*What to work on*
Only the lines from the one with "Short answer: it" through the last belong in the output; print them exactly as given below.

#### Data for review ####

Issue #142, opened 2023-02-15
Investigate diesel


bonomat:
For our databases (e.g. #26 ) we want to consider [Diesel](https://diesel.rs/) instead sqlx this time. 

The goal of this ticket is to have a simple PoC setup with CRUD functionality

Things to look into: 
- can we have a swappable DB, e.g. can we switch postgres for sqlite? 
- how complex does the model get compared to sqlx?
- any other obvious drawbacks?

1010Tom:
I've started with this today. 
In case someone wants to have a look (cc @da-kami ) how to use diesel in a simple setup, please checkout this branch: 
https://github.com/get10101/10101/compare/feat/orderbook?expand=1

Regarding the outlined questions

> can we have a swappable DB, e.g. can we switch postgres for sqlite?

Short answer: it is not easily possible to write generic code which would allow us to use either sqlite or postgres. 

Longer answer: https://github.com/diesel-rs/diesel/issues/2384


> how complex does the model get compared to sqlx?

So far I can't say much about this due to using very simple types.

> any other obvious drawbacks?

It's sync but that shouldn't be a problem (imho)

da-kami:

####

*Output for this task*
Short answer: it is not easily possible to write generic code which would allow us to use either sqlite or postgres. 

Longer answer: https://github.com/diesel-rs/diesel/issues/2384


> how complex does the model get compared to sqlx?

So far I can't say much about this due to using very simple types.

> any other obvious drawbacks?

It's sync but that shouldn't be a problem (imho)

da-kami:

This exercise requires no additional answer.